Academic journal article Asian Social Science

Assessing Students' Mathematical Problem-Solving and Problem-Posing Skills

Academic journal article Asian Social Science

Assessing Students' Mathematical Problem-Solving and Problem-Posing Skills

Article excerpt


Problem-solving and problem-posing have become important cognitive activities in teaching and learning mathematics. Many researchers argued that the traditional way of assessment cannot truly reveal what the students learnt and knew. Authentic assessment was used as an alternative method in assessing the students' mathematical learning. A performance rubric is an appropriate tool in examining students' ability to solve and pose mathematical problems.

Keywords: problem-solving, problem-posing, authentic assessment

1. Introduction

The shiftin learning theory from behaviourism to constructivism has had an enormous impact on the teaching and learning of mathematics (Hatfield, Edwards, Bitter, & Morrow, 2003). According to von Glasersfeld (1989) students acquire knowledge by constructing and restructuring it over time which is similar to the experiential learning theory by Dewey (1938/1997). An individual learns by doing or experiencing, and teachers should facilitate students' learning for attaining knowledge developmentally (Dewey, 1938/1997). In order to make the learning of mathematics meaningful, teachers are responsible for choosing and posing tasks that engage students actively in building their understanding, mathematical thinking, and confidence (Kulm, 1994).

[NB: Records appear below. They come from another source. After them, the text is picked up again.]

PR #8485, opened 2020-01-13
Move quick poll button to presentation tool bar

KDSBrowne:
This PR moves the quick poll button which was a part of the actions bar into the presentation toolbar

quickPoll-presentationToolbar

PR #13651, opened 2021-11-06
Remove unused button style

hiroshisuga:
### What does this PR do?

Removes an unused button style, which constantly gives annoying warnings.

### Closes Issue(s)

Closes #

### Motivation

Styles.button seems to have been removed since long time ago, by the PR #8485. But there is still a survivor which gives persistent warnings.

Edit: although my local server complains about the absence of styles.button, test24.bigbluebutton.org server does not give any such warnings...

### More


antobinary:
Thank you!

PR #13670, opened 2021-11-10
Moving animation to client side

zhem0004:
This PR moves the code that can execute the animation  in feature Random User Select to client side. 
It also improves the performance of the feature by reducing the amount of data sent between services and the number if readings from the database and the amount of data that has to be inserted

<h3>Motivation</h3>
It reduces the pressure on the server


bigbluebutton-html5/imports/ui/components/modal/random-user/container.jsx
```diff
@@ -11,96 +10,143 @@ import logger from '/imports/startup/client/logger';
...
-    '\nIssue in Random User Select container caused by back-end crash'
-      + '\nValue of 6 randomly selected users was passed as '
-      + `{${randomlySelectedUser}}`
-      + '\nHowever, it is handled.'
-      + '\nError message:'
-      + `\n${err}`);
+  // Populating viewerPool
+  for (let meeting in users) {
+    for (let id in users[meeting]) {
+      if(users[meeting][id].role == 'VIEWER') viewerPool.push(id);
```
MaximKhlobystov, line 53: Looks like you accidentally dropped the third `=`. Let's use `===` instead of `!==`.

bigbluebutton-html5/imports/ui/components/modal/random-user/component.jsx
```diff
@@ -8,6 +8,8 @@ import { styles } from './styles';
 
 const SELECT_RANDOM_USER_COUNTDOWN = Meteor.settings.public.selectRandomUser.countdown;
 
+let endTime = 0;
```
MaximKhlobystov, line 11: You never use this variable.

hiroshisuga:
Thanks for the PR!

As commented in #11211, showing differently picked users for different users would not be very exciting, even though the animation will not be perfectly synchronised. As far as I read the code, this PR seems to generate different user lists for different users. And I also wonder if passing one picked user id instead of passing an array with 6 user ids would make so much difference in terms of the network traffic... Sorry if I misunderstand something.

PR #13671, opened 2021-11-10
chore: Pulled the latest 2.4 HTML5 locales from Transifex

antobinary:
In preparation for BBB 2.4-rc-4


ali-alhaidary:
@antobinary would you please pull ar.json again from transifex as we updated keys 885-888

PR #15305, opened 2022-07-01
improvement: show a loader while loading custom backgrounds

JoVictorNunes:
### What does this PR do?

Loading data from IndexedDB can take a while. The new feature introduced by https://github.com/bigbluebutton/bigbluebutton/pull/14794 loads/saves custom image data from/to IndexedDB. So, this PR adds a loader to be shown while image data is being loaded from IndexedDB. The thumbnails will only be shown after the images are loaded.

_Loading..._
loading

_Loaded_
loaded

### Closes Issue(s)

None

### Motivation

User feedback to indicate that custom backgrounds are being loaded.

### More

n/a


ramonlsouza:
closed in favor of #15332

PR #15326, opened 2022-07-05
fix(tldraw-pdf) Higher resolution for small PDFs

danielpetri1:
### What does this PR do?
Increases the resolution of
- text elements
- the background slide image

in the resulting PDF.

### Motivation
Previously, the PDF export was using the generated SVG slides from the meeting.
While this worked well and fast, embedded transparent images were rendered with a black background when the exported file was downloaded again (e.g., file comes from breakout room and is downloaded).

To work around this bug, the PDF started to be generated by pulling slides from the original uploaded presentation.
As the page size is kept and rasterized, small PDFs lost too much quality.

**Before**: (from a 453x225 Latex PDF)
Before

**After**:
After

### More
PR also prevents unnecessary copying of the background SVG slide.
Removes temporary files created while rendering the PDF.


kepstin:
Please be careful about rendering at a specific fixed ppi

I've seen docs in the past that had really large dimensions which resulted in too big output files when rendering at fixed ppi. we need to have some limit based on filesize or maximum absolute pixel resolution.

(this is part of the reason why the presentation recording format renders to a fixed absolute output size images rather than fixed ppi)

danielpetri1:
We can do it as in the presentation format, but since Tldraw doesn't give the relative coordinates that makes things a bit trickier. In previous reviews it was said users expect annotated PDFs to have the same dimensions as the original one.

Ideally, we'd just take the SVG files like 2.6 recordings do now, which produces lighter files and are much quicker to render (~10x) as a conversion step is skipped.

The only reason I'm not using the SVGs is that transparency is not respected properly after an annotated file is re-exported with new annotations (it works well the first time around). Textboxes get a black background like in the picture and I haven't found a workaround for that bug besides rasterizing the background slides.

black-bg

Setting this as a draft again in order to calculate a reasonable PPI based on the document size (so larger documents get lower PPI), and take the minimum of whatever that calculation results in or 300.

gustavotrott:
Testing with Default presentation, it seems the overall quality decreased significantly.

BEFORE:
image

AFTER:
image

On the other hand, the export time is much faster now! And the file size smaller, which is good!
I would say to make some tests using `pngWidthRasterizedSlides: 2560`, and think about use this as default.
It is still fast and small. And the quality will have a good improvement compared to the current `2048`.

gustavotrott (approved):
LGTM! great work!

Issue #15329, opened 2022-07-06
Allow emojis to be filtered out in settings.yml


frankemax:
**Describe the idea**
Today, emojis are filtered in a hard-coded way. Leaving this option configurable by 
settings.yml would be more elegant.

**Additional context**
- https://github.com/bigbluebutton/bigbluebutton/pull/15075/files#diff-40fbb5097dd64ffb86b3b1ce848a6ee94bb9acff105461eb3b6d6a0ddd0ca8bcR23-R60
- https://github.com/bigbluebutton/bigbluebutton/pull/15075

PR #15343, opened 2022-07-07
feat(emoji-picker): dynamically filter emojis

frankemax:
### What does this PR do?

Configure filtered emojis via settings.yml
Emojis can be filtered by their unicodes

### Closes Issue(s)
Closes https://github.com/bigbluebutton/bigbluebutton/issues/15329


Arthurk12 (commented):
I noticed that the disabled emoji filter does not apply to the frequent emojis list. So if the user has a disabled emoji in their frequently used emoji tab, they can still use it. This happens iif a disabled emoji was used in another meeting.

Arthurk12 (approved):

Issue #15357, opened 2022-07-11
Audio state becomes inconsistent when joining or leaving breakout rooms


frankemax:
**Describe the bug**
By forcing some extreme cases (entering the audio with several users at the same time, and with the server a bit congested), we can take the audio state to an inconsistent state.
When this happens, echo tests takes very long (user needs to manually closes it and join breakout audio) or audio controls stuck at the reconnect state.
The bad state can be in the breakout room or even in the main room itself.

**To Reproduce**
1. Join the meeting 10 users+ and full audio
2. Create 10+ breakout rooms
3. Assign each user to a different breakout room
4. In one or more breakouts, audio won't join automatically, resulting in an infinite "is connecting" modal

https://user-images.githubusercontent.com/42683590/178313718-f1e97619-5d87-4a5b-b911-60954e6e59ee.mp4

- log when a user successfully joins the audio
[joinBRSucess (1).log](https://github.com/bigbluebutton/bigbluebutton/files/9085989/joinBRSucess.1.log)

- log when a user fails to enter audio
[joinBRFailed (1).log](https://github.com/bigbluebutton/bigbluebutton/files/9085983/joinBRFailed.1.log)

**Second variation**

1. End all breakout rooms created, all the users leaves the audio, and tries to connect to the main room
2. In one or more users, audio won't join automatically, resulting in an infinite "is connecting" state, with an unavailable audio controls

https://user-images.githubusercontent.com/42683590/178315490-80bd3d2f-b20d-48d9-a92a-b9fc1bc9ee6c.mp4

- log when a user successfully joins the audio
[returningBRSucess (1).log](https://github.com/bigbluebutton/bigbluebutton/files/9086030/returningBRSucess.1.log)

- log when a user fails to enter audio
[returningBRProblem (1).log](https://github.com/bigbluebutton/bigbluebutton/files/9086033/returningBRProblem.1.log)

**Third variation**
1. Join audio with more than one user, nearly at same time

_This one is the hardest to reproduce. Basically it's the same problem presented in the first variation, but with a newly created session._ 
This further confirms the thesis that it is **an audio problem**, and not related to the breakout-room itself.

- log when a user successfully joins the audio
[onAudioJoinModalMainRoomSucc (1).log](https://github.com/bigbluebutton/bigbluebutton/files/9086097/onAudioJoinModalMainRoomSucc.1.log)

- log when a user fails to enter audio
[...]

PR #15358, opened 2022-07-11
fix(audio): prevent race condition when joining audio

frankemax:
### What does this PR do?
Sometimes the handler that listens for the state change in the callState is
not updated correctly.
In these rare cases, the state of the callstate changes directly to in_conference,
not taking the expected path: call_started -> in_echo_test -> in_conference

### Closes Issue(s)
Closes https://github.com/bigbluebutton/bigbluebutton/issues/15357

### DIFF
--- a/bigbluebutton-html5/imports/api/audio/client/bridge/sip.js
+++ b/bigbluebutton-html5/imports/api/audio/client/bridge/sip.js
@@ -1097,21 +1097,23 @@ class SIPSession {
         };
 
         const query = VoiceCallStates.find(selector);
+        const callback = (id, fields) => {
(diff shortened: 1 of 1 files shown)


mariogasparoni:
Possibly closes https://github.com/bigbluebutton/bigbluebutton/issues/13636

mariogasparoni:
Desired target: 2.6 (not changing it now to filter out unrelated 2.5's commits)

prlanzarin (approved):
Undergone some internal testing, seems good as far as https://github.com/bigbluebutton/bigbluebutton/issues/15357 is concerned.

https://github.com/bigbluebutton/bigbluebutton/issues/13636 needs further testing.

For many years, scholars have discussed the difficulty of assessing students' mathematical understanding using traditional assessment (Anderson, 1998). Kulm (1994) argued that traditional tests only focus on students' mathematical skills and procedures. Therefore, the use of authentic assessment tools to measure students' learning is critically needed in mathematics. In this paper, a discussion on appropriate tools is presented for assessing student performance in mathematical problem-solving and problem-posing. The paper begins with a brief summary of problem-solving and problem-posing tasks and activities that influence the need of authentic assessments. The focus will be on the use of performance rubrics for examining a student's ability to solve and pose mathematical problems. The advantages and disadvantages of using performance rubrics for mathematics assessment will be discussed, and then followed by some concluding remarks.

2. Mathematical Tasks

The National Council of Teacher of Mathematics' [NCTM] Principles and Standards for School Mathematics urges teachers to use authentic mathematical tasks in the classroom to facilitate knowledge construction (NCTM, 2000). The mathematical problems and activities should engage students with real-world contexts by using and applying mathematical content they have learned into their workplace (Lajoie, 1995). Teachers should consider choosing and creating tasks that utilize the application of mathematical procedures and concepts with a variety of solution approaches that can demonstrate students' understanding (Kulm, 1994). According to Cohen and Fowler (1998) and Kulm (1994), teachers can adapt some beneficial strategies to generate many new mathematical tasks by changing the way the tasks are presented. For example, "Calculate 2.4 x 5.3", teachers can reformulate this routine task into a variety of meaningful tasks as following:

(1) How is 2.4 x 5.3 = 12.72?

(2) Generate a story problem with 2.4 x 5.3.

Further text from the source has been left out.